I off to J.C motorhomes in a few days time to have a little job done.
Can anyone recommend a camp site near to their premises .I am not a member of any club,and do not know the area.
Thanks

Les


----------



## bognormike (May 10, 2005)

I was going to say about the CC site nearby, or the CCC site at Normans Bay :roll: , they may take non-members (at a price)


----------



## lifestyle (Apr 27, 2008)

Thanks Mike ,it`s only for a couple of days,so not really bothered about price.
I am booked in with JCM for 4th July ,so the plan is to camp the night before and maybe the next night.

Les


----------



## 100127 (Jul 20, 2006)

I use JC, why not ask them if there is camping nearby.

Bob


----------



## Bill_OR (Feb 6, 2010)

I have stayed at 2 CLs recently in the area - Cobbs Farm (outside Bexhill) & Eagles Garth (Near Northiam) - both were fine.
Will be staying at another one next week - Dogwood Camping near Brede - http://dogwoodcamping.co.uk/index.html
Bill


----------



## cabby (May 14, 2005)

Now there is a coincedence, I am booked in on the 5th July.Have you asked them if you can stay on their forecourt down the side, or as said ask them where is best, there is a carpark opposite the school next door, or check about the Johnscross pub CP.about 100yds up the road.
I shall be arriving there on the 4th to drop off the van.the dont have a coffee machine, why not Peter,but will make you one if you ask.

cabby

dont know if you wanted battle, but there is a CL on the A21 just above Hurst Green, which is about 10/15 mins from JC.


----------



## lifestyle (Apr 27, 2008)

Cabby
From where we live ,i suppose it`s a couple of hours drive,so we will get there on the 3rd and find a site.I believe there is a c.c.c just down the road,but no sure if it will take non members. 

Les


----------



## cabby (May 14, 2005)

according to my list, there is nothing close with the ccc.Did you want a proper campsite then rather than a CL.are you a CC member and need an independent site.

cabby


----------



## leltel (Jul 27, 2010)

There is a CS opposite the little chef, cannot remember the name of it, but you don't need to be a member.

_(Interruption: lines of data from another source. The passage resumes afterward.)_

Issue #3019, opened 2023-01-06
`TaggedTransactionQueue_validate_transaction` fails in `TestBuildAndApplyExtrinsic` while using westend-dev spec file


EclesioMeloJunior:
In order to address the epic https://github.com/ChainSafe/gossamer/issues/2895 we should replace the usage of `GetGssmrV3SubstrateGenesisRawPathTest` to `GetWestendDevGenesisPath` but in the test function `TestBuildAndApplyExtrinsic` (`lib/babe/build_integration_test.go`) we got the following error:

```
CRITICAL target=runtime message=panicked at 'Bad input data provided to validate_transaction: Codec error', /builds/runtime/westend/src/lib.rs:1276:1	ext_logging_log_version_1	pkg=runtime module=go-wasmer
```
and the test fails with the following assertion problem:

We normally stop in the layby just up from JC or in the school car park on site of JC with no problem though, only used the CS when I had to go on my own  
Lel


----------



## cypsygal (Dec 19, 2009)

John's Cross used to be regular contributor on here - what heppened to them, or shouldn't I ask??


----------



## 100127 (Jul 20, 2006)

cypsygal said:


> John's Cross used to be regular contributor on here - what heppened to them, or shouldn't I ask??


JC or Peter has left MHF and gone to motorhomefun, but I am sure he looks in from time to time.

Bob


----------



## colpot (Jun 9, 2008)

We stayed at http://www.crazylane.co.uk/ when we were testing one of our motorhomes. The are CCC listed but take non members, not cheap but just down the road.


----------